PR #1677, opened 2021-08-19
all.xml: add matrixpilot

peterbarker:
ArduPilot can remove SENSOR_OFFSETS

I initially expect this PR to fail because `SENSOR_OFFSETS` has not been removed from `ardupilotmega.xml`

Please do not merge this PR until I've cleared killing these messages with the ArduPilot project.


peterbarker:
OK, non-trivial as ArduPilot definitely needs `MEMINFO` and I've no idea if matrixpilot needs `FLEXIFUNCTION_BUFFER_FUNCTION`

· · · · · · ·

**WHAT THIS TASK INVOLVES**. The data must be output in full, exactly as given.

**ANSWER BOX**.
PR #1677, opened 2021-08-19
all.xml: add matrixpilot

peterbarker:
ArduPilot can remove SENSOR_OFFSETS

I initially expect this PR to fail because `SENSOR_OFFSETS` has not been removed from `ardupilotmega.xml`

Please do not merge this PR until I've cleared killing these messages with the ArduPilot project.


peterbarker:
OK, non-trivial as ArduPilot definitely needs `MEMINFO` and I've no idea if matrixpilot needs `FLEXIFUNCTION_BUFFER_FUNCTION`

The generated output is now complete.